World T20 Top Five March 2, 2016

Old dogs, new format

Veterans who were surprise hits at the biggest show in international T20

Jayawardene signed off from T20 internationals after the 2014 tournament, finishing as the highest run-getter for Sri Lanka © Getty Images

Mahela Jayawardene
Sanath Jayasuriya's reputation as a white-ball destroyer meant Jayawardene's role in Sri Lanka's T20 side wasn't well defined. But his first innings as an opener, in the 2010 World T20, yielded a 51-ball 81 on a Guyana turner, and he followed up with a century in the next game, against Zimbabwe, to put to rest all doubts over his batting position in the format. The golden run at the top continued in 2012, but an uncharacteristic reverse sweep in the final resulted in heartbreak. In 2014, he wasn't to be denied: he walked away with the trophy, and finished as the top run-getter for Sri Lanka for the third successive World T20 as well. He remains the leading run scorer over the history of the tournament.

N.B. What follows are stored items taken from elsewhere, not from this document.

PR #202, opened 2020-12-14
pkg: add support to consume snapshots

fromanirh:
Needed for https://github.com/jaypipes/ghw/issues/66 (see https://github.com/jaypipes/ghw/issues/66#issuecomment-738618640 and following)

Add support to allow `ghw` read from snapshots (created with `ghw-snapshot`) using
environment variables or programmatically.
This is meant to be used mostly in the testsuite, but can be useful for
users in general.

Added environment variables (and counterpart in golang pkgs):
- `GHW_SNAPSHOT_PATH` let users specify a snapshot
   that `ghw` will automatically consume.
- `GHW_SNAPSHOT_ROOT` let users specify the directory
   on which the snapshot should be unpacked.
- `GHW_SNAPSHOT_PRESERVE` is relevant iff `GHW_SNAPSHOT_ROOT` is given.
   Tells `ghw` that the directory is meant only to contain the given snapshot,
   thus `ghw` will *not* attempt to unpack it
   (and will go ahead silently!) unless the directory is empty.
- `GHW_SNAPSHOT_KEEP` if set, `ghw` will *not*
   clean up the unpacked snapshot once done, leaving it into the system.

Signed-off-by: Francesco Romani <fromani@redhat.com>

PR #230, opened 2021-02-24
expose SRIOV information

ffromani:
Expose informations about SRIOV devices. After some design iterations, we fixed these goals:
- model SRIOV devices like GPUs, so with a top-level package.
- to shape the API, we start checking what the [k8s SRIOV operator](https://github.com/k8snetworkplumbingwg/sriov-network-operator) needs
- to further refine later, we will check what other projects like the [k8s node feature discovery](https://github.com/kubernetes-sigs/node-feature-discovery) consume
- the goal is to enable such projects to switch to ghw if/when they want.

There are few more noteworthy items in this PR:
- due to lack of resources, initial support is for linux only. Nothing linux-specific should have sneaked in the API. Should the current API design make unnecessarily hard to add support on other platforms (e.g. windows) this should be treated as bug
- the code prefers Physical Functions for discovery, but we acknowledge that forcing consumers to traverse the physical functions to learn about virtual functions is awkward, so the API provides shallow references to the Virtual Functions for the sake of practicality.

Fixes: https://github.com/jaypipes/ghw/issues/92

Signed-off-by: Francesco Romani <fromani@redhat.com>

PR #238, opened 2021-04-11
context: introduce dependent context

fromanirh:
The PR https://github.com/jaypipes/ghw/pull/236 fixes a snapshot
directory leakage issue, but also highlight a context
lifecycle/ownership issue.

In general in ghw each package creates its own context, including
the cases on which a package is consumed by another, for example
`topology` and `pci`. However, in this case, it would make more sense
to reuse the context from the parent package, because the two packages
are tightly coupled.

Before the introduction of the the transparent snapshot support
(https://github.com/jaypipes/ghw/pull/202), the above mechanism worked,
because each context, each time, was consuming over and over again the
same parameters (e.g. environment variables); besides some resource
waste, this had no negative effect.

When introducing snapshots in the picture, repeatedly unpacking the
same snapshot to consume the same data is much more wasteful.
So it makes sense to introduce explicitly the concept of dependent
context.

We add a functio to create a context subordinate to another.
The subordinate context will effectively borrow all the resources from
the parent one. The parent is in charge to perform any setup/teardown
(e.g. for snapshot, to learn which chroot should be used, if at all)
and so forth.
Making this dependency explicit allow the client code to manage
correctly the lifecycle of the topmost context, hence of all the
resources.

### DIFF
--- a/pkg/baseboard/baseboard.go
+++ b/pkg/baseboard/baseboard.go
@@ -50,7 +50,14 @@ func (i *Info) String() string {
 // New returns a pointer to an Info struct containing information about the
 // host's baseboard
 func New(opts ...*option.Option) (*Info, error) {
-	ctx := context.New(opts...)
+	return newWithContext(context.New(opts...))
+}
+
+func NewWithContext(ctx *context.Context) (*Info, error) {
+	return newWithContext(context.FromParent(ctx))
+}
+
+func newWithContext(ctx *context.Context) (*Info, error) {
 	info := &Info{ctx: ctx}
 	if err := ctx.Do(info.load); err != nil {
 		return nil, err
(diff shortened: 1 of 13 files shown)


fromanirh:
@jaypipes a bunch of cleanups found while helping with https://github.com/jaypipes/ghw/pull/236
I know I need to add a lot of docstrings in https://github.com/jaypipes/ghw/pull/238/commits/b4b6650a5be089cfe357ee8511c5765d1a935fa1 :) But please review so we can discuss the concepts exposed in this PR.

fromanirh:
the SRIOV support (https://github.com/jaypipes/ghw/pull/230) is the main driver for this PR, so I think I'll just rebase 230 on top of this one.

fromanirh:
done, let's continue on https://github.com/jaypipes/ghw/pull/230

PR #237, opened 2021-04-11
test: snapshot: don't leak unpack directory

fromanirh:
Errors in the tests caused leaks of unpacked test directory.
Make sure to clean up after ourselves.

Signed-off-by: Francesco Romani <fromani@redhat.com>

PR #239, opened 2021-04-11
doc: don't claim we clean up user-supplied dirs

fromanirh:
Previously the documentation claimed the snapshot support code
could clean up properly when `GHW_SNAPSHOT_ROOT` is given.
This is too risky to be done safely, and having shared ownership
(client code owns the directory, ghw owns _some_ of its content)
is a bad idea anyway.

Thus, better not to attempt half-baked work: ghw will leave the
GHW_SNAPSHOT_ROOT directory alone completely.

Please note this also reflects what the code actually does
and the intention expressed in the comment in `pkg/context/context.go`


jaypipes (approved):
++ we only do this on tests now with your PR #237

PR #235, opened 2021-03-30
gpu: test to handle missing drm numa node (issue#234)

fromanirh:
WIP - details to follow

PR #243, opened 2021-05-03
snapshot: collect data related to GPU devices

fromanirh:
make sure the snapshot code collects data related to GPU devices.
Turns out not much was missing, most notably the `/sys/class/drm` link;
nevertheless, let's make sure to collect this data, so now also the
gpu package can consume snapshots.

We choose to refactor the code from net devices collection more
for clarity -what we collect and what we filter out is a bit more
explicit now- than to avoid duplication.

The PCI collection code is a bit more elaborate, because it needs to
deal with PCI roots and subtrees (subforests?), so it was intentionally
left out for the time being.

### DIFF
--- a/pkg/snapshot/clonetree.go
+++ b/pkg/snapshot/clonetree.go
@@ -52,6 +52,7 @@ func ExpectedCloneContent() []string {
 	fileSpecs := ExpectedCloneStaticContent()
 	fileSpecs = append(fileSpecs, ExpectedCloneNetContent()...)
 	fileSpecs = append(fileSpecs, ExpectedClonePCIContent()...)
+	fileSpecs = append(fileSpecs, ExpectedCloneGPUContent()...)
 	return fileSpecs
 }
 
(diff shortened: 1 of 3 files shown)


fromanirh:
split from https://github.com/jaypipes/ghw/pull/235

pkg/snapshot/clonetree.go
```diff
@@ -202,3 +203,55 @@ func copyLink(path, targetPath string) error {
 
 	return nil
 }
+
+// cloneContentByClass copies all the content related to a given device class (devClass), possibly filtering out devices whose name
+// does NOT pass a filter (filterName). Each entry in `/sys/class/$CLASS` is actually a symbolic link. We can filter out entries depending
+// on the link target. Each filter is a simple function which takes the entry name or the link target and must return true if the
+// entry should be collected, false otherwise. last but not list, explicitely collect a list of attributes for each entry, given
+// as list of glob patterns as `subEntries`. Return the final list of glob patterns to be collected.
+func cloneContentByClass(devClass string, subEntries []string, filterName func(string) bool, filterLink func(string) bool) []string {
```
jaypipes, line 212: suggestion: make a typedef for the filter function:

```go
type FilterFunc func(string) bool
```

and then use that typedef in this function signature:

```go
func cloneContentByClass(
    devClass string,
    subEntries []string,
    filterName FilterFunc,
    filterLink FilterFunc,
) []string {
...
}
```

jaypipes (changes requested):
Small nits inline, otherwise looks great, thank you @fromanirh!

pkg/snapshot/clonetree.go
```diff
@@ -202,3 +203,55 @@ func copyLink(path, targetPath string) error {
 
 	return nil
 }
+
+// cloneContentByClass copies all the content related to a given device class (devClass), possibly filtering out devices whose name
```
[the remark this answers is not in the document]
fromanirh: ack, done

pkg/snapshot/clonetree.go
fromanirh: ack, done

jaypipes (approved):
w00t :) thanks @fromanirh!

PR #989, opened 2023-09-06
deal with a different orcid format

peetucket:

This HB alert was triggered when trying to index records with a different ORCID format in the descriptive cocina than we were expecting.  This allows us to deal with it.  

see https://app.honeybadger.io/projects/49898/faults/99952126 and https://argo-prod-02.stanford.edu/view/druid:gf852zt8324 for the example record

Updated spec to include the alternate format.

### DIFF
--- a/README.md
+++ b/README.md
@@ -22,10 +22,10 @@ $ cap ENV rolling_indexer:restart
 Or if you're on a server that has the `rolling_indexer` capistrano role, use systemd commands:
 
 ```shell
-$ sudo systemctl status rolling_index
-$ sudo systemctl start rolling_index
-$ sudo systemctl stop rolling_index
-$ sudo systemctl restart rolling_index
+$ sudo systemctl status rolling-index
+$ sudo systemctl start rolling-index
+$ sudo systemctl stop rolling-index
+$ sudo systemctl restart rolling-index
 ```
 
 **NOTE 1**: The rolling indexer is automatically restarted during deployments.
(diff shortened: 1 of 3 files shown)


README.md
```diff
@@ -22,10 +22,10 @@ $ cap ENV rolling_indexer:restart
...
 ```shell
-$ sudo systemctl status rolling_index
-$ sudo systemctl start rolling_index
-$ sudo systemctl stop rolling_index
-$ sudo systemctl restart rolling_index
+$ sudo systemctl status rolling-index
+$ sudo systemctl start rolling-index
+$ sudo systemctl stop rolling-index
+$ sudo systemctl restart rolling-index
 ```
```
peetucket, line 29: Changed to match DevOpsDocs: https://github.com/sul-dlss/DevOpsDocs/blob/master/projects/dor_indexing_app/operations-concerns.md and what the cap tasks actually do

justinlittman (approved):

app/services/orcid_builder.rb
```diff
@@ -38,6 +38,9 @@ def orcidid(contributor)
     identifier = contributor.identifier.find { |id| id.type == 'ORCID' }
     return unless identifier
 
+    # some records have the full ORCID URI in the data, just return it if so, e.g. druid:gf852zt8324
+    return identifier.uri if identifier.uri
+
```
edsu, line 43: This is a good example of something that could be simplified in Cocina.

peetucket:
@arcadiafalcone just FYI, when deploying a change to indexing code to add ORCIDs for contributors in descriptive metadata, we hit a druid that had a slightly different format than the one we are using for H2 records.  You can see it here: https://argo-prod-02.stanford.edu/view/druid:gf852zt8324

This completed PR for dor_indexing_app allows our indexing code to deal with this difference and work in both cases, but not sure if it was expected or not and if there will be other records like this (or possibly even different from H2 and this one).

Issue #992, opened 2023-09-14
Index argo facets starting "SW" with the same code used by SearchWorks for those facets


ndushay:
Use stanford_mods code to index the Argo facets that are supposed to be akin to SearchWorks facets.  There is an exemplar PR #993.  I think a single PR for all the rest of the facets below is fine, but that's up to you.

The below is condensed from https://docs.google.com/spreadsheets/d/1s4gQcPEY_YPGrDOFXQQ1IbRYBc3AaKGRIPW1FFw46G0/, where I traced Argo and SearchWorks for catalog config information for Solr facet field names and then chased indexing code in searchworks_traject_indexer to get to the methods used to populate the SearchWorks facet fields.  See also the epic sul-dlss/argo#3168 for more info.

All SW facets:
-  UI facet name | Argo Solr field | SW Solr field | stanford_mods method
- [ ] SW Resource type | sw_format_ssim | format_main_ssim | Stanford::Mods::Searchworks.format_main (PR #1005)
- [x] SW Date | sw_pub_date_facet_ssi | pub_year_tisim | Stanford::Mods::OriginInfo.pub_year_int (See PR #1008)
- [x] SW Topic | topic_ssim | topic_facet | Stanford::Mods::SearchworksSubjects.topic_facet (See PR #1009)
- [ ] SW Region | sw_subject_geographic_ssim | geographic_facet | Stanford::Mods::SearchworksSubjects.geographic_facet (PR #1010)
- [x] SW Era | sw_subject_temporal_ssim | era_facet | Stanford::Mods::SearchworksSubjects.era_facet (See PR #1011)
- [x] SW Genre | sw_genre_ssim | genre_ssim | Stanford::Mods::Searchworks.sw_genre (See PR #993)
- [x] SW Language | sw_language_ssim | language : sw_language_facet | Stanford::Mods::Searchworks.sw_language_facet (PR #1012)

ndushay:
The below is condensed from https://docs.google.com/spreadsheets/d/1s4gQcPEY_YPGrDOFXQQ1IbRYBc3AaKGRIPW1FFw46G0/, where I traced Argo and SearchWorks for catalog config information for Solr facet field names and then chased indexing code in searchworks_traject_indexer to get to the methods used to populate the SearchWorks facet fields.

All SW facets:
-  UI facet name : Argo Solr field : SW Solr field : stanford_mods method
[...]

PR #1010, opened 2023-09-25
Update sw_subject_geographic_ssim to use Stanford::Mods::SearchworksS…

aaron-collier:
…ubjects.geographic_facet

Part of #992 

### DIFF
--- a/app/indexers/descriptive_metadata_indexer.rb
+++ b/app/indexers/descriptive_metadata_indexer.rb
@@ -24,7 +24,7 @@ class DescriptiveMetadataIndexer
       'contributor_orcids_ssim' => orcids,
       'sw_display_title_tesim' => title,
       'sw_subject_temporal_ssim' => subject_temporal,
-      'sw_subject_geographic_ssim' => subject_geographic,
+      'sw_subject_geographic_ssim' => stanford_mods_record.geographic_facet.uniq,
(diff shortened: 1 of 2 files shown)


app/indexers/descriptive_metadata_indexer.rb
```diff
@@ -24,7 +24,7 @@ def to_solr
       'contributor_orcids_ssim' => orcids,
       'sw_display_title_tesim' => title,
       'sw_subject_temporal_ssim' => subject_temporal,
-      'sw_subject_geographic_ssim' => subject_geographic,
+      'sw_subject_geographic_ssim' => stanford_mods_record.geographic_facet.uniq,
```
mjgiarlo, line 27: It looks like all the test changes below are negative tests now. What *does* the change now map to?

ndushay:
Specs make it look like "it's opposite day!" -- this seems to show significant logic differences between straight cocina indexing and stanford-mods indexing.

ndushay (changes requested):
do not merge until the world is a better place.

ndushay:
ACTION ITEM per discussion with @andrewjbtw @ndushay and @aaron-collier on 10/3/23:  Aaron will write "report" tickets for sussing out the differences between stanford mods indexing and dor-indexing-app for this part of descriptive metadata.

Dilshan revolutionised batting with his audacious strokes over the wicketkeeper © AFP

Tillakaratne Dilshan
A combination of unorthodox technique and precise hand-eye coordination was key to Dilshan's reinvention of himself as a T20 opener. While the fierce cuts and pulls stayed intact, he revolutionised batting in 2009 with a fine paddle stroke over the wicketkeeper's head. The shot, soon branded the Dilscoop, found its place in cricket's dictionary, and Dilshan finished the tournament as the leading run-getter. It marked his second wind as a batsman, and the start of a purple patch that did wonders for Sri Lanka for the better part of the next three years.

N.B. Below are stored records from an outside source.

PR #1013, opened 2023-09-26
[HOLD | DRAFT] Update sw_author_tesim facet to use stanford-mods.sw_main_author

### LINKED ISSUE #994: Investigate adding the SW author facet to Argo, indexed with same code as SearchWorks Author facet
There is a desire to (re-)add a SW Author facet to Argo.  It was removed because folks were confused by the contents.   

Currently the results of https://github.com/sul-dlss/dor_indexing_app/blob/main/app/services/author_builder.rb are very different from https://github.com/sul-dlss/stanford-mods/blob/master/lib/stanford-mods/concerns/name.rb#L11. Initially investigate the data differences (add a report to DSA to extract the data used for comparison)

Check with @andrewjbtw if this should be solely for person Authors, as SearchWorks as a second facet for Author (organization) ... which could get similar treatment, or could be ignored, or could be combined into a single facet in Argo.  (My assumption is that SDR won't have a lot of organization authors we care about but what do I know?)

Use the same approach taken in #992:  (partial exemplar PR #993)

- determine which Solr field is used for the author facet in SearchWorks (probably via catalog_config or some such blacklight thing)
- determine from searchworks_traject_indexer how that field is indexed (see https://docs.google.com/spreadsheets/d/1s4gQcPEY_YPGrDOFXQQ1IbRYBc3AaKGRIPW1FFw46G0 ).
- if the indexing logic is encapsulated in the stanford_mods gem, as for the other SW facet fields in Argo, then proceed as PR #993 indicates to add indexing code here.
- after indexing code is merged and deployed, prepare PR that configures Argo to include the new facet.  Talk to Andrew about timing - should it appear before it is fully populated, etc.

If the course ahead is less straightforward, discuss with Naomi / Andrew about whether it's worth it.

aaron-collier:

Closes #994 

The different tests highlighted below should be reviewed by @andrewjbtw to discuss the usefulness of this change.

### DIFF
--- a/spec/indexers/descriptive_metadata_indexer_contributor_spec.rb
+++ b/spec/indexers/descriptive_metadata_indexer_contributor_spec.rb
@@ -162,7 +162,7 @@ RSpec.describe DescriptiveMetadataIndexer do
       end
 
       it 'selects primary name of contributor' do
-        expect(doc).to include('sw_author_tesim' => 'Sayers, Dorothy L.')
+        expect(doc).to include('sw_author_tesim' => 'Sayers, Dorothy L. Sayers, Dorothy L. (Dorothy Leigh), 1893-1957')
       end
     end
 
@@ -190,7 +190,7 @@ RSpec.describe DescriptiveMetadataIndexer do
       end
 
       it 'selects first name of contributor' do
-        expect(doc).to include('sw_author_tesim' => 'Sayers, Dorothy L.')
+        expect(doc).to include('sw_author_tesim' => 'Sayers, Dorothy L. Sayers, Dorothy L. (Dorothy Leigh), 1893-1957')
       end
     end
 
@@ -223,7 +223,7 @@ RSpec.describe DescriptiveMetadataIndexer do
       end
 
       it 'selects primary name from parallelValue' do
-        expect(doc).to include('sw_author_tesim' => 'Bulgakov, Mikhail Afanasʹevich')
+        expect(doc).to include('sw_author_tesim' => 'Булгаков, Михаил Афанасьевич')
       end
     end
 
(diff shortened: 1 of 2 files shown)


spec/indexers/descriptive_metadata_indexer_contributor_spec.rb
```diff
@@ -223,7 +223,7 @@
       end
 
       it 'selects primary name from parallelValue' do
-        expect(doc).to include('sw_author_tesim' => 'Bulgakov, Mikhail Afanasʹevich')
+        expect(doc).to include('sw_author_tesim' => 'Булгаков, Михаил Афанасьевич')
```
ndushay, line 226: it concerns us that this isn't the primary.

spec/indexers/descriptive_metadata_indexer_contributor_spec.rb
```diff
@@ -162,7 +162,7 @@
       end
 
       it 'selects primary name of contributor' do
-        expect(doc).to include('sw_author_tesim' => 'Sayers, Dorothy L.')
+        expect(doc).to include('sw_author_tesim' => 'Sayers, Dorothy L. Sayers, Dorothy L. (Dorothy Leigh), 1893-1957')
```
ndushay, line 165: these doubles are concerning.

ndushay (changes requested):
ACTION ITEM per discussion with @andrewjbtw @ndushay and @aaron-collier on 10/3/23:  Aaron will write "report" tickets for sussing out the differences between stanford mods indexing and dor-indexing-app for this part of descriptive metadata.

ndushay:
This isn't going to happen.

Graeme Swann was miserly in the 2010 final © AFP

Graeme Swann
Small boundaries, flat pitches and heavy bats threatened to reduce spinners to a sideshow, but Swann used his guile and flight to defy the thinking that he was largely a Test specialist. His two wickets against India at Lord's in the second edition, including that of Yuvraj Singh, the wonder of the first World T20, sent the defending champions crashing out in the group stage. Equally impressive was his miserly 1 for 17 in the 2010 final against Australia, which kept the lid on the scoring, helping win England their only global title till date.

Muttiah Muralitharan played a big part in Sri Lanka's run in the 2009 tournament © Getty Images

Muttiah Muralitharan
An elbow injury put paid to his hopes of participating in the first World T20. Ageing body, broken fingers and tired wrists, they said; but he made a splash in 2009, as Sri Lanka stormed into the final. His telling contribution had come in the previous game, where he applied the choke after Chris Gayle's blitzkrieg to send West Indies packing. In the title match, even in defeat, Murali's figures were a respectable 1 for 20 off three overs. The 2010 edition, in the West Indies, was to be his last international T20 tournament.

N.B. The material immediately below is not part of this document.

Issue #1006, opened 2023-09-25
index exploded non-project tags to NEW  to Solr field


ndushay:
This ticket is a follow on to #1004.

Late breaking news!  As of meeting on 10/4/22 (see https://docs.google.com/document/d/1n3jMSN-ywO8pyLEqsD0tNCsLR2y_p9tLAGVOvSSkbyQ/edit#heading=h.a0sj9f81gzds), the work for this ticket is to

Jacques Kallis was the highest run-scorer for South Africa in the 2010 edition © Getty Images

Jacques Kallis
T20 looked to have passed Kallis by when he was left out of South Africa's squad for the inaugural world tournament. After some serious rethinking of his approach to the format, under the eye of Ray Jennings, he transformed himself into a dynamic opener, topping the run charts for South Africa in the 2009 and 2010 editions, to go along with his more-than-useful seam bowling, before being dropped. Two years later he was back for the World T20 in Sri Lanka on the back of an impressive showing for Kolkata Knight Riders in the IPL in the course of their first title-winning run, in 2012.